Google on! Google off! Google on, Google off… the Googler!
But seriously.
ckaminski of the Web Standards Project recently highlighted the redesign of AT&T’s home page and developer Joe D’Andrea’s informative discussion of the project. One thing D’Andrea doesn’t mention, however, is the presence of the two comment-style directives <!--googleoff: index-->
and <!--googleon: index-->
.
Question answered: Those directives are not used by Google proper but rather our own slice-o-Google*, a mighty spiffy search appliance.
Thanks Joe! Wonder why this is only an option on the Google Appliance and isn’t turned on web-wide?
I’ve seen googleoff/on
on the aforementioned AT&T site and on several CBC news items (which also use the argument all
). It’s also visible on a number of disparate sites because they have improperly-formatted comments; however, I believe this indicates that there are many more sites that use it properly.
I wrote about the benefits of a content-level robot exclusion scheme in August. googleoff/on
is quite similar in concept, although it’s outside of the markup and thus requires a separate parser for XML-based content. (On the tag-soup web, though, it’s just another special case.) There’s also some comparison to be made to rel="nofollow"
; it’s interesting to note that googleoff/on: follow
could be used to accomplish exactly the same thing.

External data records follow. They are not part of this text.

PR #32630, opened 2019-11-04
[FEATURE] add maptip and expression display in expressions

Gustry:
## Description

Expose the display expression and the maptip in expressions.

This is useful if we don't want to copy/paste the maptip in the composer when we generate an atlas.

By default, these are evaluated. But we can choose to not evaluate the expression, so it can be modified on runtime (search and replace, remove first line...).
In this case, we need to use the `eval` function. For the maptip, as it's a template with `[%...%]`, I needed to add `eval_template`. I just thought I can merge in `eval` with a flag `isTemplate=False` by default? Any idea?

## Checklist

- [x] Commit messages are descriptive and explain the rationale for changes
- [x] Commits which fix bugs include `Fixes #11111` at the bottom of the commit message
- [x] I have read the [QGIS Coding Standards](https://docs.qgis.org/testing/en/docs/developers_guide/codingstandards.html) and this PR complies with them
- [x] New unit tests have been added for core changes
- [x] I have run [the `scripts/prepare-commit.sh` script](https://github.com/qgis/QGIS/blob/master/.github/CONTRIBUTING.md#contributing-to-qgis) before each commit
- [ ] I have evaluated whether it is appropriate for this PR to be backported, backport requests are left as label or comment

PR #35211, opened 2020-03-20
add maptip, expression display and eval_template expressions

Gustry:
## Description

Expose the display expression and the maptip in expressions.

This is useful if we don't want to copy/paste the maptip in the composer when we generate an atlas.

By default, these are evaluated. But we can choose to not evaluate the expression, so it can be modified on runtime (search and replace, remove first line...).
In this case, we need to use the `eval` function. For the maptip, as it's a template with `[% ... %]`, I needed to add `eval_template`. 

Expressions added:

```
eval_template
display_expression
maptip
```

Previous PR https://github.com/qgis/QGIS/pull/32630 closed by stalebot

### DIFF
--- a/resources/function_help/json/display_expression
+++ b/resources/function_help/json/display_expression
@@ -1,0 +1,39 @@
+{
+        "name": "display_expression",
+	"type": "function",
+        "description": "Returns the display expression for a given feature in a layer. If called with no parameters, it evaluates the current feature. The expression is evaluated by default.",
+        "arguments": [
+                {
+                        "arg": "feature",
+                        "optional": true,
+                        "default": "current feature",
+                        "description": "The feature which should be evaluated."
+		},
+                {
+                        "arg": "layer",
+                        "optional": true,
+                        "default": "current layer",
+                        "description": "The layer (or its id or name)."
+                },
+		{
+			"arg": "evaluate",
+                        "description": "If the expression must be evaluated. If false, the expression will be returned as a string literal only (which could potentially be later evaluated using the 'eval' function).",
+			"optional": true,
+			"default": "true"
+		}
+	],
+        "examples": [
+                {
+                        "expression": "display_expression()",
+                        "returns": "The display expression of the current feature."
+                },
+                {
+                        "expression": "display_expression($currentfeature)",
+                        "returns": "The display expression for a given feature."
+		},
+		{
+                        "expression": "display_expression('a_layer_id', $currentfeature, 'False')",
+                        "returns": "The display expression of the current feature not evaluated."
+		}
+	]
+}
--- a/resources/function_help/json/eval_template
+++ b/resources/function_help/json/eval_template
@@ -1,0 +1,13 @@
+{
+	"name": "eval_template",
+	"type": "function",
+	"description": "Evaluates a template which is passed in a string. Useful to expand dynamic parameters passed as context variables or fields.",
+	"arguments": [{
+		"arg": "template",
+		"description": "a template string"
+	}],
+	"examples": [{
+                "expression": "eval_template('QGIS [% upper(\\\\'rocks\\\\') %]')",
+                "returns": "QGIS ROCKS"
+	}]
+}
--- a/resources/function_help/json/maptip
+++ b/resources/function_help/json/maptip
@@ -1,0 +1,39 @@
+{
+	"name": "maptip",
+	"type": "function",
+        "description": "Returns the maptip for a given feature in a layer. If called with no parameters, it evaluates the current feature. The maptip is evaluated by default.",
+        "arguments": [
+            {
+                    "arg": "feature",
+                    "optional": true,
+                    "default": "current feature",
+                    "description": "The feature which should be evaluated."
+            },
+            {
+                    "arg": "layer",
+                    "optional": true,
+                    "default": "current layer",
+                    "description": "The layer (or its id or name)."
+            },
+            {
+                    "arg": "evaluate",
+                    "description": "If the expression must be evaluated. If false, the expression will be returned as a string literal only (which could potentially be later evaluated using the 'eval_template' function).",
+                    "optional": true,
+                    "default": "true"
+            }
+	],
+        "examples": [
+                {
+                        "expression": "maptip()",
+                        "returns": "The maptip of the current feature."
+		},
+                {
+                        "expression": "maptip($currentFeature)",
+                        "returns": "The maptip of the current feature."
+                },
+		{
+			"expression": "maptip('a_layer_id', $currentFeature, 'False')",
+                        "returns": "The maptip of the current feature not evaluated."
+		}
+	]
+}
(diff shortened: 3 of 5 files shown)


resources/function_help/json/display
```diff
@@ -0,0 +1,39 @@
...
+		},
+                {
+                        "arg": "layer",
+                        "optional": true,
+                        "default": "current layer",
+                        "description": "The layer (or its id or name)."
+                },
+		{
+			"arg": "evaluate",
+                        "description": "If the expression must be evaluated. If False, you should call 'eval'",
```
nyalldawson:
```suggestion
                        "description": "If the expression must be evaluated. If false, the expression will be returned as a string literal only (which could potentially be later evaluated using the 'eval' function) ",
```

resources/function_help/json/eval_template
```diff
@@ -0,0 +1,13 @@
+{
+	"name": "eval_template",
+	"type": "function",
+	"description": "Evaluates a template which is passed in a string. Useful to expand dynamic parameters passed as context variables or fields.",
+	"arguments": [{
+		"arg": "template",
+		"description": "a template string"
+	}],
+	"examples": [{
+		"expression": "eval_template(QGIS [% 'rocks' || '!' %])",
```
nyalldawson: Is this correct? Shouldn't 'QGIS...' be wrapped in `'`?

resources/function_help/json/maptip
```diff
@@ -0,0 +1,39 @@
...
+            },
+            {
+                    "arg": "layer",
+                    "optional": true,
+                    "default": "current layer",
+                    "description": "The layer (or its id or name)."
+            },
+            {
+                    "arg": "evaluate",
+                    "description": "If the expression must be evaluated. If False, you should call 'eval_template'",
```
nyalldawson: same as above

src/core/expression/qgsexpressionfunction.cpp
```diff
@@ -1513,6 +1519,97 @@ static QVariant fcnAttributes( const QVariantList &values, const QgsExpressionCo
...
+      return layer->mapTipTemplate();
+    }
+    else
+    {
+      return layer->displayExpression();
+    }
+  }
+
+  QgsExpressionContext subContext( *context );
+  // subContext.appendScopes( QgsExpressionContextUtils::globalProjectLayerScopes( layer ) );
```
nyalldawson: remove

src/core/expression/qgsexpressionfunction.cpp
```diff
@@ -5903,6 +6000,30 @@ const QList<QgsExpressionFunction *> &QgsExpression::Functions()
...
+      QStringLiteral( "Record and Attributes" ),
+      QString(),
+      false,
+      QSet<QString>()
+    );
+    maptipFunc->setIsStatic( false );
+    functions << maptipFunc;
+
+    QgsStaticExpressionFunction *displayFunc = new QgsStaticExpressionFunction(
+      QStringLiteral( "display" ),
```
nyalldawson: I'm concerned about the use of the generic "display" term here. Could we use "display_expression" or something a bit more explicit instead?

tests/src/core/testqgsexpression.cpp
```diff
@@ -2015,6 +2022,51 @@ class TestQgsExpression: public QObject
...
+      QTest::newRow( "maptip wrong feature" ) << QStringLiteral( "maptip()" ) << QgsFeature() << mPointsLayer << true << QVariant();
+      QTest::newRow( "maptip wrong layer" ) << QStringLiteral( "maptip()" ) << firstFeature << noLayer << true << QVariant();
+      QTest::newRow( "maptip not evaluated" ) << QStringLiteral( "maptip(@layer_id, $currentfeature, False)" ) << firstFeature << mPointsLayer << false << QVariant( "Maptip with class = [% \"Class\" %]" );
+
+      QTest::newRow( "display with 2 params" ) << QStringLiteral( "display(@layer_id, $currentfeature)") << firstFeature << mPointsLayer << false << QVariant( "Display expression with class = ' || Class" );
+      // QTest::newRow( "display without params" ) << QStringLiteral( "display()" ) << firstFeature << mPointsLayer << false << QVariant( "Display expression with class = Biplane" );
+      // QTest::newRow( "maptip without params" ) << QStringLiteral( "maptip()" ) << false << QVariant( "Maptip with class = Biplane" );
+      //QTest::newRow( "maptip" ) << QStringLiteral( "maptip('points', get_feature_by_id('points', '1'))" ) << false << QVariant( "Maptip with class = Biplane" );
```
nyalldawson: what's with this?

src/core/expression/qgsexpressionfunction.cpp
Gustry: Yes, I will change

tests/src/core/testqgsexpression.cpp
Gustry: No, I must enable these tests.
But it seems my tests is not working well, travis fails.
These new expressions are working in QGIS Desktop. But all these commented test and the test L2043 failed. The evaluation context seems wrong. Do you have a quick idea where the error can be.

Gustry:
Thanks for the review @nyalldawson 
I have some issue to make the test working on travis (and my computer).
All expressions are working nicely in QGIS Desktop, but when I copy/paste them in the test.
All commented lines in the test must be in the PR.

tests/src/core/testqgsexpression.cpp
nyalldawson: I think you'll need to add the layer to a project, and then add the project scope to your context

Gustry: Thanks, it should be OK now

Gustry:
Thanks for the review, I have updated the PR.
Travis should be happy.

Gustry:
>  61/615 Test  #61: qgis_fontmarkertest ...............................***Failed    0.70 sec

Unrelated test failure

nyalldawson (approved):

resources/function_help/json/display_expression
```diff
@@ -0,0 +1,39 @@
...
+		}
+	],
+        "examples": [
+                {
+                        "expression": "display_expression()",
+                        "returns": "The display expression of the current feature."
+                },
+                {
+                        "expression": "display_expression($currentfeature)",
+                        "returns": "The display expression for a given feature."
```
DelazJ, line 32: @Gustry this is still for the current feature -- ref maptip example

Gustry: Sorry @DelazJ ? Is there an issue?
I just spotted `$currentFeature` vs `$currentfeature`. I will fix it

DelazJ: Sorry I meant it would be
> returns": "The display expression for the current feature."

Which remains a "given" feature but... Also this is how this example is explained for maptip function

Gustry: Do you mean you prefer something like https://github.com/qgis/QGIS/blob/master/resources/function_help/json/is_selected#L21
I wrote "current feature", when the feature is coming from the scope, not as parameter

Whether it works or not is another question. I’m inclined at the moment to say it doesn’t: a search for the CBC article above including a term that is only present in the googleoff: index
or googleoff: all
blocks still finds the page, while a control request that includes a word not in the page at all returns no hits.
Still, it’s worth an experiment, so In the hopes that this will someday make its way to the web at large, I’ve added the directives to the comment forms, navigation links, and other non-content sections of my weblog pages. Currently a search for occurrences of petroglyphs wordpress on this domain returns only 3 results, and it’s my hope that that number won’t increase as Google respiders all the pages that now announce the presence of WordPress.
If by some chance the content exclusion works is ever turned on, it might be interesting to try several other tests. The index
argument is a keyword from the robots meta tag, so perhaps follow
would also work. (I’m presuming that all
takes the place of index,follow
and that the mere presence of googleoff
implies the no
prefix to those arguments.) Also, because the comments are external to the markup, it should be possible to nest or otherwise intertwine them.
As a matter of fact, that’s where I first saw it used – on CBC’s site! Their GSA wrangler-in-residence, Blake Crosby, has published some very useful scripts (for folks with a Google Search Appliance, at any rate).
Why not support this web-wide? Good question. Perhaps Google’s looking for a better way to eliminate site-wide redundancies automagically, without requiring changes to the markup (or any other type of file for that matter).